Personal information
- Born: May 23, 1998 (age 28) Apopka, Florida, U.S.
- Listed height: 6 ft 3 in (1.91 m)
- Listed weight: 340 lb (154 kg)

Career information
- High school: Wekiva (Apopka)
- College: Auburn (2016–2021); Kentucky (2022);
- NFL draft: 2023: undrafted

Career history
- Baltimore Ravens (2023)*; Cincinnati Bengals (2024)*;
- * Offseason or practice squad member only
- Stats at Pro Football Reference

= Tashawn Manning =

American football player (born 2000)

Tashawn Manning (born May 23, 1998) is an American professional football guard. He played college football for the Auburn Tigers and Kentucky Wildcats, and was signed by the Baltimore Ravens as an undrafted free agent in 2023.

==College career==
Manning was recruited by the Auburn where he played five years, as he redshirted his freshman year. He eventually decided to transfer in late 2021. He committed to Kentucky on December 14, 2021. He had a successful campaign with Kentucky, getting selected to play in the NFLPA Collegiate Bowl.

==Professional career==

Pre-draft measurables
| Height | Weight | Arm length | Hand span | 40-yard dash | 10-yard split | 20-yard split | 20-yard shuttle | Three-cone drill | Vertical jump | Broad jump |
| 6 ft 3+1⁄8 in (1.91 m) | 327 lb (148 kg) | 34+1⁄2 in (0.88 m) | 9+3⁄4 in (0.25 m) | 5.34 s | 1.85 s | 3.08 s | 4.80 s | 7.90 s | 27.5 in (0.70 m) | 8 ft 6 in (2.59 m) |
All values from NFL Combine

===Baltimore Ravens===
Manning was not selected during the 2023 NFL draft.

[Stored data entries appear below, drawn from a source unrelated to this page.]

PR #2528, opened 2019-06-14
Fix smart_open deprecation warning in index loading

itayB:

PR #2530, opened 2019-06-15
Fix smart_open deprecation warning globally

### LINKED ISSUE #2531: MmWriter raises UserWarning on __init__
#### Problem description

When using MmCorpus, the MmWriter class raises a UserWarning on `__init__` because it is using a deprecated function of smart_open.

```python
MmCorpus.serialize('corpus.mm', some_corpus)

[2019-06-17 13:20:19,741] [INFO] {save_corpus:122} storing corpus in Matrix Market format to corpus.mm
/home/rob/venv/lib/python3.6/site-packages/smart_open/smart_open_lib.py:398: UserWarning: This function is deprecated, use smart_open.open instead. See the migration notes for details: https://github.com/RaRe-Technologies/smart_open/blob/master/README.rst#migrating-to-the-new-open-function
  'See the migration notes for details: %s' % _MIGRATION_NOTES_URL
```

#### Versions

```
Linux-4.15.0-51-generic-x86_64-with-Ubuntu-18.04-bionic
Python 3.6.7 (default, Oct 22 2018, 11:32:17) 
[GCC 8.2.0]
NumPy 1.16.3
SciPy 1.3.0
gensim 3.7.3
FAST_VERSION 1
```

itayB:
Continued from #2528.

Fixes #2531, closes #2528.


gensim/corpora/_mmreader.c
```diff
@@ -4155,7 +4155,7 @@ static PyObject *__pyx_pf_6gensim_7corpora_9_mmreader_8MmReader_11docbyoffset(st
  *         if offset == -1:
  *             return []             # <<<<<<<<<<<<<<
  *         if isinstance(self.input, string_types):
- *             fin, close_fin = utils.smart_open(self.input), True
+ *             fin, close_fin = utils.open(self.input), True
```
piskvorky: You should never modify auto-generated files.

(here and everywhere else)

gensim/corpora/_mmreader.pyx
```diff
@@ -188,7 +188,7 @@ cdef class MmReader(object):
         if offset == -1:
             return []
         if isinstance(self.input, string_types):
-            fin, close_fin = utils.smart_open(self.input), True
+            fin, close_fin = utils.open(self.input), True
```
piskvorky: This doesn't seem compatible because the old default mode was `rb`. See the [Migration guide](https://github.com/RaRe-Technologies/smart_open#migrating-to-the-new-open-function).

(here and everywhere else)

gensim/utils.py
```diff
@@ -113,7 +113,7 @@ def _synchronizer(self, *args, **kwargs):
 
 
 def file_or_filename(input):
-    """Open a filename for reading with `smart_open`, or seek to the beginning if `input` is an already open file.
```
piskvorky: This change is also wrong.

mpenkov:
I agree with @piskvorky that blindly find-replacing is not the way to go here. Let's come up with a more intelligent approach.

You'll see most code accesses smart_open indirectly via the utils module. Perhaps we can contain the changes to that module? That will reduce the risk and make things easier to test.

itayB:
I can create `smart_open` function in utils module. This function will call to the new `open` so we won't have to change in so much places. WDYT?
I will try to do later on (I'm out now)

piskvorky:
Nah, I'm for replacing it everywhere, not only in `utils`. Just take more care with the migration: not every `smart_open` string should become `open`.

itayB:
OK, I'll fix it later on and keep you posted

gensim/corpora/_mmreader.pyx
```diff
@@ -188,7 +188,7 @@ cdef class MmReader(object):
         if offset == -1:
             return []
         if isinstance(self.input, string_types):
-            fin, close_fin = utils.smart_open(self.input), True
+            fin, close_fin = utils.open(self.input, 'rb'), True
```
itayB: @piskvorky Hi!
I guess that this change should update `_mmreader.c`  /  `_mmreader.so` right?
How do I trigger this compilation?
I tried few things with no lack, `c` file changed but the `so` didn't, and I'm still getting:
```
  File "gensim/corpora/_mmreader.pyx", line 191, in gensim.corpora._mmreader.MmReader.docbyoffset
AttributeError: module 'gensim.utils' has no attribute 'smart_open'
```

piskvorky: CC @mpenkov what's the process regenerating the compiled modules? Force `pip` re-installation of `gensim`?

mpenkov: Running cython on the affected files will also work, if gensim in set up in develop mode.

itayB: Thanks guys, I generated the file and the tests passed. Can you review again, please?

mpenkov: Thank you. I'll have a look closer to the weekend.

gensim/utils.py
```diff
@@ -1348,7 +1348,7 @@ def smart_extension(fname, ext):
 
 
 def pickle(obj, fname, protocol=2):
-    """Pickle object `obj` to file `fname`, using smart_open so that `fname` can be on S3, HDFS, compressed etc.
+    """Pickle object `obj` to file `fname`, using open so that `fname` can be on S3, HDFS, compressed etc.
```
piskvorky: Wrong replacement.

itayB: I changed the usage in documented function, do you want me to leave the comments with `smart_open`? same for the `unpickle` comment below?

piskvorky: Yeah, the replacements need to make sense.

`Pickle X using open so that it can be on S3, HDFS, compressed etc.` is a totally confusing comment. `open` cannot do anything about S3, HDFS, etc (the `smart_open` library can).

itayB: ok, no problem, reverting those comments to original

itayB: @piskvorky fixed

gensim/utils.py
```diff
@@ -1378,8 +1378,8 @@ def unpickle(fname):
         Python object loaded from `fname`.
 
     """
-    with smart_open(fname, 'rb') as f:
-        # Because of loading from S3 load can't be used (missing readline in smart_open)
+    with open(fname, 'rb') as f:
+        # Because of loading from S3 load can't be used (missing readline in open)
```
piskvorky: This comment also incorrect.

Unrelated: @mpenkov is this comment true? Is `smart_open` missing some methods? I don't understand this code block… what's up with the `latin1`?

piskvorky: OK, looking at the [Python pickle docs](https://docs.python.org/3/library/pickle.html#pickle.load), this seems related to compatibility for loading Python 2 pickles in Python 3.

```
Optional keyword arguments are fix_imports, encoding and errors, which are used to control compatibility support for pickle stream generated by Python 2. If fix_imports is true, pickle will try to map the old Python 2 names to the new names used in Python 3. The encoding and errors tell pickle how to decode 8-bit string instances pickled by Python 2; these default to ‘ASCII’ and ‘strict’, respectively. The encoding can be ‘bytes’ to read these 8-bit string instances as bytes objects. Using encoding='latin1' is required for unpickling NumPy arrays and instances of datetime, date and time pickled by Python 2.
```

Still not sure what this comment line is trying to say about S3 and smart_open though.

itayB: fixed

gensim/models/deprecated/old_saveload.py
```diff
@@ -367,7 +367,7 @@ def unpickle(fname):
         Python object loaded from `fname`.
 
     """
-    with smart_open(fname, 'rb') as f:
+    with open(fname, 'rb') as f:
```
mpenkov: smart_open **does** have readline now, so the below comment is inaccurate.

Looks like the only reason to read the whole thing into memory is that replace call.

gensim/models/poincare.py
```diff
@@ -53,7 +53,7 @@
 from scipy.stats import spearmanr
 from six import string_types
 from six.moves import zip, range
-from smart_open import smart_open
+from smart_open import open
```
mpenkov: Why are we using two separate methods to open files?

1. smart_open.open
2. utils.open

?

piskvorky: AFAICS `utils.open` is an alias of `smart_open.open` from that module.

I agree there's no point using that: just use the local `from smart_open import open` version.

@itayB can you please fix that too, while we're cleaning up?

gensim/models/deprecated/old_saveload.py
itayB: removed this comment

gensim/models/poincare.py
itayB: fixed - removed this import and change other usages to `utils.open`

piskvorky: IMO `better use the local "from smart_open import open" version, consistently`.
But the other way around works too, I guess :)

itayB:
@mpenkov @piskvorky is there anything else you want me to do in this PR?

piskvorky:
Thanks a lot @itayB , let's wait for @mpenkov 's review.

gensim/models/deprecated/old_saveload.py
```diff
@@ -31,7 +31,7 @@
 
 from six import iteritems
 
-from smart_open import smart_open
+from smart_open import open
```
mpenkov: I thought we decided [here](https://github.com/RaRe-Technologies/gensim/pull/2530#discussion_r296324334) to use utils.open consistently. Why are we still using this import?

gensim/models/doc2vec.py
```diff
@@ -1505,7 +1505,7 @@ def __iter__(self):
             fname = os.path.join(self.dirname, fname)
             if not os.path.isfile(fname):
                 continue
-            for item_no, line in enumerate(utils.smart_open(fname)):
+            for item_no, line in enumerate(utils.open(fname, 'rb')):
```
mpenkov: Let's be consistent:

```python
# importing
from gensim import utils

# opening
with utils.open(...) as fin:
    ...
```

Here you've done "from gensim.utils import open" but instead of using it, you've used "utils.open" instead. That's a bit confusing.

itayB: no problem, I'll change all occurrences and update shortly

gensim/scripts/segment_wiki.py
```diff
@@ -63,7 +63,7 @@
 from functools import partial
 
 from gensim.corpora.wikicorpus import IGNORED_NAMESPACES, WikiCorpus, filter_wiki, find_interlinks, get_namespace, utils
```
itayB: @mpenkov here there is already import of other `utils`. I'll use `from gensim.utils import open` here - is that ok?

gensim/models/doc2vec.py
itayB: @mpenkov done. Can you please review again?

gensim/models/poincare.py
itayB: @piskvorky I changed everything to work with `utils.open` - should be consistented now

gensim/models/deprecated/doc2vec.py
```diff
@@ -992,7 +992,7 @@ def __iter__(self):
             fname = os.path.join(self.dirname, fname)
             if not os.path.isfile(fname):
                 continue
-            for item_no, line in enumerate(utils.smart_open(fname)):
+            for item_no, line in enumerate(utils.open(fname, 'rb')):
```
mpenkov: Can we put this inside a context manager? We're opening a file pointer and leaving it dangling here, it's poor practice.

gensim/models/deprecated/keyedvectors.py
```diff
@@ -934,7 +934,7 @@ def accuracy(self, questions, restrict_vocab=30000, most_similar=most_similar, c
         ok_vocab = {w.upper(): v for w, v in reversed(ok_vocab)} if case_insensitive else dict(ok_vocab)
 
         sections, section = [], None
-        for line_no, line in enumerate(utils.smart_open(questions)):
+        for line_no, line in enumerate(utils.open(questions, 'rb')):
```
mpenkov: Context manager

gensim/models/deprecated/keyedvectors.py
```diff
@@ -1030,7 +1030,7 @@ def evaluate_word_pairs(self, pairs, delimiter='\t', restrict_vocab=300000,
         original_vocab = self.vocab
         self.vocab = ok_vocab
 
-        for line_no, line in enumerate(utils.smart_open(pairs)):
+        for line_no, line in enumerate(utils.open(pairs, 'rb')):
```
mpenkov: Context manager

gensim/models/deprecated/word2vec.py
```diff
@@ -1699,7 +1699,7 @@ def __iter__(self):
             fname = os.path.join(self.dirname, fname)
             if not os.path.isfile(fname):
                 continue
-            for line in utils.smart_open(fname):
+            for line in utils.open(fname, 'rb'):
```
mpenkov: Context manager

gensim/models/doc2vec.py
mpenkov: Looking good. Can you please wrap the open in a context manager?

gensim/models/keyedvectors.py
```diff
@@ -1062,7 +1062,7 @@ def evaluate_word_analogies(self, analogies, restrict_vocab=300000, case_insensi
         logger.info("Evaluating word analogies for top %i words in the model on %s", restrict_vocab, analogies)
         sections, section = [], None
         quadruplets_no = 0
-        for line_no, line in enumerate(utils.smart_open(analogies)):
+        for line_no, line in enumerate(utils.open(analogies, 'rb')):
```
mpenkov: Context manager

gensim/scripts/segment_wiki.py
mpenkov: Let's use namespaces:

```
import gensim.utils
with gensim.utils.open(...) as fin:
    ...
```

gensim/test/test_word2vec.py
```diff
@@ -1069,30 +1069,30 @@ def testLineSentenceWorksWithFilename(self):
...
                 sentences = word2vec.LineSentence(fin)
                 for words in sentences:
                     self.assertEqual(words, utils.to_unicode(orig.readline()).split())
 
     def testPathLineSentences(self):
         """Does PathLineSentences work with a path argument?"""
-        with utils.smart_open(os.path.join(datapath('PathLineSentences'), '1.txt')) as orig1,\
-        utils.smart_open(os.path.join(datapath('PathLineSentences'), '2.txt.bz2')) as orig2:
+        with utils.open(os.path.join(datapath('PathLineSentences'), '1.txt'), 'rb') as orig1,\
+        utils.open(os.path.join(datapath('PathLineSentences'), '2.txt.bz2'), 'rb') as orig2:
```
mpenkov: I think in this case it makes more sense to nest:

```python
with utils.open(...) as orig1:
    with utils.open(...) as orig2:
        ...
```

instead of messing with line breaks.

gensim/scripts/segment_wiki.py
itayB: done

gensim/models/doc2vec.py
itayB: done

gensim/models/deprecated/doc2vec.py
itayB: done

gensim/models/deprecated/keyedvectors.py
itayB: done

gensim/models/deprecated/word2vec.py
itayB: done

gensim/test/test_word2vec.py
itayB: done

gensim/models/keyedvectors.py
itayB: done, changed almost everywhere (except 2 places that handle the closing explicitly)

mpenkov:
In the future, please avoid squashing everything together and force-pushing during a review. It makes it difficult for the reviewer to manage the change set. Right now, it's impossible to distinguish code that I've reviewed already, and code that you've pushed since the previous review.

itayB:
> In the future, please avoid squashing everything together and force-pushing during a review. It makes it difficult for the reviewer to manage the change set. Right now, it's impossible to distinguish code that I've reviewed already, and new code that you've pushed since the previous review.

No problem, sorry about that

mpenkov:
OK, I think this is ready to merge. @piskvorky Do you have any objections?

piskvorky:
No objections, nice work @itayB ! This Gensim cleanup was long overdue.

itayB:
> No objections, nice work @itayB ! This Gensim cleanup was long overdue.

thanks @piskvorky !
I think that there's still 1 change requested that is waiting for your approval :-)

itayB:
Hi @mpenkov @piskvorky, I just want to make sure; Is there anything that you expect me to do or should I just wait for you to merge this?

mpenkov:
Please wait for us to merge. Thank you for your contribution and your patience.

mpenkov:
OK, merged. @itayB Thank you for taking care of this!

After the conclusion of the draft, he was signed by the Baltimore Ravens as an undrafted free agent. Prior to the beginning of the regular season, he was waived and then re-signed to the team's practice squad. He signed a reserve/future contract on January 29, 2024. He was waived on August 27.

===Cincinnati Bengals===
On August 29, 2024, Manning was signed to the Cincinnati Bengals practice squad. He signed a reserve/future contract with Cincinnati on January 7, 2025. On July 20, Manning was waived by the Bengals.